The Nuclear Waste Technical Review Board wants to forge a closer working relationship with the Department of Energy’s Office of Environmental Management.
In a Jan. 10 letter to DOE Senior Adviser for Environmental Management William (Ike) White, Nuclear Waste Technical Review Board Chairwoman Jean Bahr urged “a framework for more regular interaction” between the two entities.
A closer relationship would help the board as it reviews the Energy Department’s management and disposal of high-level radioactive waste (HLW) and spent nuclear fuel, Bahr wrote.

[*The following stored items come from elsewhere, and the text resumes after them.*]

PR #367, opened 2022-08-06
Avoid long literals ending with lowercase 'l'. These literals may be …

arturobernalg:
Avoid long literals ending with lowercase 'l'. These literals may be confusing, as lowercase 'l' looks very similar to '1'. Use 'L' instead


pjfanning:
thanks - merged

PR #368, opened 2022-08-06
Remove unnecessarily escaped characters.

arturobernalg:


poi-ooxml/src/main/java/org/apache/poi/openxml4j/opc/PackagePartName.java
```diff
@@ -326,7 +326,7 @@ private static void checkPCharCompliance(String segment)
             /* Check rule M1.7 */
             if (decodedChar == '/' || decodedChar == '\\') {
                 throw new InvalidFormatException(
-                    "A segment shall not contain percent-encoded forward slash ('/'), or backward slash ('\') characters. [M1.7]");
+                        "A segment shall not contain percent-encoded forward slash ('/'), or backward slash ('') characters. [M1.7]");
```
pjfanning: this change is wrong

pjfanning: or at least - I think the aim is to produce the text `'\'` - the fix might be to use `'\\'`

arturobernalg: reverted.

pjfanning:
@arturobernalg we don't use git - we use svn. Usually, if the Github PR is worthwhile, I'll go through the effort of creating a svn commit. In this case, I don't think the new code is a big improvement. I'm going to opt out of this. Maybe some other POI dev will like the change and apply it.

PR #371, opened 2022-08-18
fix: when copy slide,new slide use old textrun object reference

FlyingPigQAQ:


pjfanning:
Please provide some description - and ideally a test case to go with this. It is not enough to modify code without describing why.

pjfanning:
It is also better to raise a bug first before providing PRs. See https://bz.apache.org/bugzilla

FlyingPigQAQ:
> It is also better to raise a bug first before providing PRs. See https://bz.apache.org/bugzilla

Hello, I read the buglist and found an issue with the same problem but not fixed. The address is as follows. https://bz.apache.org/bugzilla/show_bug.cgi?id=65473

FlyingPigQAQ:
Unit tests were added.

pjfanning:
merged - thanks

PR #377, opened 2022-08-28
Fix issue with orphaned (in package) images and notes post slide removal.

gffloodg:
When removing a slide from a loaded (XMLSlideShow) presentation, it is observed that the resulting output, whilst removing the actual slides leaves dangling (orphaned) artefacts in the written package. i.e. the notes slides and image data are left in the package. This results in larger than needed package output - something that is considerably visible when the original deck is of a large size (e.g. 100MB+) 

This PR resolves the issue by ensuring that the package part relations are correctly removed for note and picture relations when a slide is remove from a deck.


pjfanning:
Thanks - merged

PR #389, opened 2022-10-18
Insert paragraphs and tables into `XWPFDocuments` recursively

AntonOellerer:
Up until now, the `XWPFDocument#insertNew[Paragraph|Table](XmlCursor)` methods were only able to insert the elements if they were present in the `XWPFDocument`-internal lists representing the top-level objects not nested in other elements  (`XWPFDocument.paragraphs`/`XWPFDocument.tables`).

This commit updates the insertion code for both methods such that objects can also be inserted if the `XmlCursor` does not point
to an element in the top-level list but to a nested object (for example a paragraph in a table).
This is done by first figuring out the path to the cursor by repeated calls to `XmlCursor#toParent()`, and then traversing down
the `XWPFDocument` internal structure to find the parent object where the new paragraph or table should be inserted.

Tests verifying this behavior have been added.

### DIFF
--- a/poi-ooxml/src/main/java/org/apache/poi/xwpf/usermodel/XWPFDocument.java
+++ b/poi-ooxml/src/main/java/org/apache/poi/xwpf/usermodel/XWPFDocument.java
@@ -33,6 +33,8 @@ import java.util.Iterator;
 import java.util.LinkedList;
 import java.util.List;
 import java.util.Map;
+import java.util.NoSuchElementException;
+import java.util.Optional;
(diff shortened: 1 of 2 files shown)


pjfanning:
Thanks - merged

AntonOellerer:
Hey, do you already have any idea when this/poi 5.2.4 will be released?

pjfanning:
This is not the place to discuss releases. Try the dev@poi.apache.org mailing list.

PR #404, opened 2022-12-08
Fix issue with text runs not honouring specific styling if they are i…

gffloodg:
…inside a table cell.

When rendering PPTX containing tables, it can be seen that text runs within cells with certain styles (b / i / color) are not correctly rendered. 

This is caused by a bug in the creation of table cell text runs.
This PR fixes the issue and adds tests to verify the change.


pjfanning:
Thanks - merged

dinox0r:
This causes the following exception in POI 5.2.4:
```none
java.lang.NullPointerException: Cannot invoke "org.openxmlformats.schemas.drawingml.x2006.main.CTTextCharacterProperties.isSetB()" because "rPr" is null
	at org.apache.poi.xslf.usermodel.XSLFTableCell$XSLFCellTextRun.isBold(XSLFTableCell.java:769)
```

pjfanning:
@higuaro I think this might be fixed since then - see https://github.com/apache/poi/commit/360c05d9e3496cb6b49e73732615fd9daedf40aa

Hopefully, a POI 5.2.5 patch will be released in a few weeks.

PR #405, opened 2022-12-12
Use `Characters.toChars` instead of `StringBuilder.appendCodePoint` to improve performance

StanBertrand:


pjfanning:
Thanks - merged

PR #586, opened 2024-02-08
Bug 68183: SXSSFWorkbook should dispose of temporary files when close() is called

InfiniteLoop90:
This way consumers can use the workbook in a try-with-resources statement and the temp files will always be cleaned up without having to remember to explicitly call SXSSFWorkbook#dispose().

### DIFF
--- a/poi-ooxml/src/main/java/org/apache/poi/xssf/streaming/SXSSFWorkbook.java
+++ b/poi-ooxml/src/main/java/org/apache/poi/xssf/streaming/SXSSFWorkbook.java
@@ -100,6 +100,10 @@ import org.apache.poi.xssf.usermodel.XSSFWorkbook;
  *
  * Carefully review your memory budget and compatibility needs before deciding
  * whether to enable shared strings or not.
+ *
+ * <p>To release resources used by this workbook (including disposing of the temporary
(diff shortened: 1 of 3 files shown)


InfiniteLoop90:
Let me know if there’s anything else needed from me. Thanks!

centic9:
This seems to break some test-cases, can you try to adjust them?

pjfanning:
* we can't change this behaviour unless the release is a major release
    * https://github.com/apache/poi/commit/eebb3717e04341aa041be14f8322ac4dd835c286 and related changes would also probably mean that the next release can't just be patch release (5.2.6) 
* `dispose` should be deprecated

InfiniteLoop90:
Thanks for the feedback.

I made the following changes:

* Changed the `TestSXSSFWorkbookWithCustomZipEntrySource#validateTempFilesAreEncrypted` test so that it now passes.
* Added a new test to assert that temp files are disposed of when closing the SXSSFWorkbook without needing to call `SXSSFWorkbook#dispose`.
* Deprecated `SXSSFWorkbook#dispose`.

Ready for re-review when ready. Thanks again.

pjfanning:
thanks - merged

PR #590, opened 2024-02-16
Unnecessary Object creation when logging InternalSheet.java

rh-id:


poi/src/main/java/org/apache/poi/hssf/model/InternalSheet.java
```diff
@@ -541,12 +540,11 @@ public ConditionalFormattingTable getConditionalFormattingTable() {
     public void setDimensions(int firstrow, short firstcol, int lastrow, short lastcol)
     {
         LOGGER.atDebug().log("Sheet.setDimensions");
-        LOGGER.atDebug().log(() -> new SimpleMessage(
```
pjfanning, line 544: -1 from me. This lambda function only runs when debug is enabled. Debug is not normally enabled. 

With your change the expensive String concat will always run, regardless of whether the text needs to be output.

xzel23: Correct. And while we are at it: since we are at Log4J2 now, I think we should instead better use something like this:
```
        LOGGER.debug("Sheet.setDimensions");
        LOGGER.debug("firstrow{}firstcol{}lastrow{}lastcol{}", firstrow, firstcol, lastrow, lastcol);

```

So, get rid of the `atDebug()`where not necessary and use the MessageFormat.

pjfanning: if we do change this line, I suggest that we improve the format of its output - eg 
```
LOGGER.debug("firstrow: {} firstcol: {} lastrow: {} lastcol: {}", firstrow, firstcol, lastrow, lastcol);
```

rh-id:
Hi @pjfanning @xzel23 ,
Thanks for the review, I had updated the commit.

xzel23:
@pjfanning Looks good to me. What do you think?

pjfanning:
Thanks @rh-id, @xzel23 - merged

PR #593, opened 2024-02-17
Optimize XDDFChartData.java LOGGER

rh-id:


poi-ooxml/src/main/java/org/apache/poi/xddf/usermodel/chart/XDDFChartData.java
```diff
@@ -170,8 +172,7 @@ public void replaceData(XDDFDataSource<?> category, XDDFNumericalDataSource<? ex
             if (categoryData != null && values != null) {
                 int numOfPoints = category.getPointCount();
                 if (numOfPoints != values.getPointCount()) {
-                    LOGGER.warn("Category and values must have the same point count, but had " +
-                            numOfPoints + " categories and " + values.getPointCount() + " values.");
+                    LOGGER.atWarn().log("Category and values must have the same point count, but had {} categories and {} values.", box(numOfPoints), box(values.getPointCount()));
```
xzel23: You get a 

- +1 for using the message format
- 0 for using `.atWarn().log(...)` instead of just `.warn(...)` - the fluent API is useful for doing some things that are nice, but not used in POI so this just makes the code longer and less concise.
- -1 for using `Unbox.box(...)`- in fact I don't believe this makes even the slightest difference in 99% of the scenarios and unless I see a thorough jmh test suite, I rather believe that this has a negative impact on performance (`Unbox.box()` does the string conversion every time, even if the result is not used because the log level is not enabled - just to prevent a simple boxing of a primitive wrapper which is probably the most tuned operation in JVMs for decades). IMHO that's the worst idea since what once lead to log4shell.

Last but not least, be aware that this is about logging a warning, maybe the last thing that needs any optimising - we should rather focus on minimising overhead for logging at debug and lower levels. And please do not use Unbox.box, it's the root of all evil (quote by Donald E. Knuth, read it up if you never heard about it).

So, just use the MessageFormat and revert the other changes.

xzel23 (changes requested):

rh-id:
Hi @xzel23, thanks for the review. I had updated the changes

xzel23 (approved):

PR #596, opened 2024-02-19
Improve readability and remove redundant cast at HSSFChart.java

rh-id:


poi/src/main/java/org/apache/poi/hssf/usermodel/HSSFChart.java
```diff
@@ -113,7 +113,7 @@ private HSSFChart(HSSFSheet sheet, ChartRecord chartRecord) {
     public void createBarChart( HSSFWorkbook workbook, HSSFSheet parentSheet )
     {
 
-        List<org.apache.poi.hssf.record.Record> records = new ArrayList<>();
+        List<Record> records = new ArrayList<>();
```
pjfanning, line 116: this is needed - Java 14+ has a java.lang.Record and we need to differentiate our Record class

pjfanning (changes requested):
most of this code is deliberate - have you tried building this with Java 17 or 21?

rh-id:
I'm using Java 21 and yes gradle build success.
I thought this is not deliberate because it has import Record class and no usage of java.lang.Record.
Perhaps we should just close this PR?

PR #598, opened 2024-02-20
Optimize AffineTransform.createTransformedShape call at DrawShape.java

rh-id:
If we look at [javadoc ](https://docs.oracle.com/en/java/javase/21/docs/api/java.desktop/java/awt/geom/AffineTransform.html#createTransformedShape(java.awt.Shape))

`AffineTransform.createTransformedShape(pSrc)` return `a new Shape object that defines the geometry of the transformed Shape, or null if pSrc is null.`

So this PR restructure the `AffineTransform.createTransformedShape` so that it checks the source whether it is null first instead of calling the method and check the return Shape value.

### DIFF
--- a/poi/src/main/java/org/apache/poi/sl/draw/DrawShape.java
+++ b/poi/src/main/java/org/apache/poi/sl/draw/DrawShape.java
@@ -192,8 +192,8 @@ public class DrawShape implements Drawable {
         }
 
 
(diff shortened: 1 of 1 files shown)


pjfanning:
* poi test coverage is incomplete and we have a long history of breaking stuff with small optimisations
* poi is a 20 year old project and is well past peak development
* I would much prefer to see changes driven by tests than making small changes that have no new test coverage

PR #601, opened 2024-02-29
XDGF: replace an elliptical arc with a line when a control point is co-linear with begin and end

komarovd95:
We've faced an issue with elliptical arcs in VSDX files - when a control point of the elliptic arc is co-linear (i.e. lies on the same line) with begin and end points of the arc, it leads to very huge numbers when calculating coordinates of the center of the arc. 

It happens because slopes of two tangents (class `EllipticalArcTo` lines 198 and 201) are equal to each other which leads to division by zero (or by value that is very near to zero).

As the solution it's proposed to check co-linearity before calculating an arc. I added this condition check into `EllipticalArcTo#createEllipticalArc` method to also cover corner-cases with `ArcTo` (which uses the method under the hood) and with `RelEllipticalArcTo`. 

Below you can find an example that high-lights the problem. 
Screenshot 2024-02-29 at 16 11 00

And after the fix: 
Screenshot 2024-02-29 at 16 12 11

The file itself (just change extension to `.vsdx` since GitHub does not allow to upload VSDX files)
[Single Icon.zip](https://github.com/apache/poi/files/14450770/Single.Icon.zip)

### DIFF
--- a/poi-ooxml/src/main/java/org/apache/poi/xdgf/usermodel/shape/ShapeDebuggerRenderer.java
+++ b/poi-ooxml/src/main/java/org/apache/poi/xdgf/usermodel/shape/ShapeDebuggerRenderer.java
@@ -19,6 +19,7 @@ package org.apache.poi.xdgf.usermodel.shape;
 
 import java.awt.Font;
 import java.awt.Graphics2D;
+import java.awt.geom.Path2D;
 
 import org.apache.poi.xdgf.usermodel.XDGFShape;
 
@@ -39,9 +40,9 @@ public class ShapeDebuggerRenderer extends ShapeRenderer {
     }
 
     @Override
-    protected void drawPath(XDGFShape shape) {
+    protected Path2D drawPath(XDGFShape shape) {
 
-        super.drawPath(shape);
+        Path2D path = super.drawPath(shape);
         if (_debugAcceptor == null || _debugAcceptor.accept(shape)) {
 
             // show numbers to associate shapes with ids.. doesn't always work
@@ -62,6 +63,7 @@ public class ShapeDebuggerRenderer extends ShapeRenderer {
             _graphics.scale(1, -1);
         }
 
+        return path;
     }
 
 }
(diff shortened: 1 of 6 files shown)


poi-ooxml/src/main/java/org/apache/poi/xdgf/usermodel/shape/ShapeDebuggerRenderer.java
```diff
@@ -40,9 +39,9 @@ public void setDebugAcceptor(ShapeVisitorAcceptor acceptor) {
     }
 
     @Override
-    protected Path2D drawPath(XDGFShape shape) {
```
pjfanning: does this compile? Regardless, I don't think we should change protected method signatures in a patch release. Could you consider adding new private methods and leave the protected methods alone?

komarovd95: Hey @pjfanning! Good catch. I completely forgot that `ShapeRenderer` class might be used outside of `poi` codebase itself. 

Can you please check out the last revision? I reverted changing the method signature and preserved its behaviour. Now, it draws all the sections but returns only first drawn path.

komarovd95:
Hi @pjfanning! Can you please take a look one more time?

poi-ooxml/src/test/java/org/apache/poi/xdgf/usermodel/section/geometry/TestEllipticalArcTo.java
```diff
@@ -0,0 +1,76 @@
+package org.apache.poi.xdgf.usermodel.section.geometry;
```
pjfanning, line 18: could you add license headers to the new files?

komarovd95: Just pushed the changes. Headers are added to this file and `TestGeometryUtils.java`.

pjfanning:
thanks - merged

PR #607, opened 2024-03-14
Support SVGs in XWPF

Etienne-Gautier:
# Context
It is currently not possible to add SVGs to XWPF documents ... but it is possible in other formats such as XSLF ([here](https://github.com/Etienne-Gautier/poi/blob/25f00ba7c2db9bd897cffa67d12b1cfa31583516/poi-ooxml/src/main/java/org/apache/poi/xslf/usermodel/XSLFRelation.java#L240)).

This PR adds this feature + a basic test.


pjfanning:
merged - thanks

PR #617, opened 2024-04-08
fix for bug63189

ohkwon79:
This is fix for https://bz.apache.org/bugzilla/show_bug.cgi?id=63189

But, this doesn't seem to be a complete solution. 

Only when cloning a sheet, it has been patched so that only the hyperlinks on the drawing are copied properly.

We need to additionally check where the same problem occurs due to incorrect handling of hyperlink relation or other reference relations.

For a complete solution, it seems desirable to handle referenceRelation separately as I mentioned in bugzilla.


pjfanning (commented):
I applied this patch locally but the test fails for me.

```
            PackageRelationship linkRel2 = drawing2.getRelationPartById(linkRelId2).getRelationship();
            assertEquals(linkRelationType, linkRel2.getRelationshipType());
            assertEquals(linkTargetUrl, linkRel2.getTargetURI().getRawFragment());
```

This part of the test fails because drawing2.getRelationPartById(linkRelId2) is null.
The new code in XSSFWorkbook executes but the relations do not seem to be saved with the right ids.

pjfanning:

The board, established through the 1987 Nuclear Waste Policy Amendments Act, advises Congress and the energy secretary on technical issues related to managing this radioactive material, Bahr noted in the letter. As a result, the 11-member, presidentially appointed panel has a longstanding interest in DOE’s “packaging, drying and storing SNF, as well as planning for transportation and disposal.” Only nine of the 11 positions currently filled.
The nuclear cleanup office is doing research at Idaho National Laboratory into handling and transport of aluminum-clad spent nuclear fuel, much of it highly enriched uranium, according to a recent DOE presentation to the board. The Energy Department must also ultimately move high-level radioactive waste from where it was generated to a disposal site, whether Yucca Mountain, Nev., or somewhere else.
Currently, Environmental Management is launching a “broad range of research activities related to the management of aluminum-clad SNF” and development of a standard storage/disposal canister, Bahr said. But when the Nuclear Waste Technical Review Board discussed this issue during a November meeting in Arlington, Va., the DOE office participation was modest –providing only one overview presentation of its work on the canister.
The board “suggests that more regular interaction with DOE-EM at a senior management level would help us better plan for DOE-EM participation” in the future, Bahr said in the letter. She further proposed that “staff-to-staff meetings” would be a good start.
Bahr offered to talk with either by telephone or meet with While at Energy Department headquarters in Washington, D.C. There was no immediate word Wednesday on whether the parties have been in touch since the letter.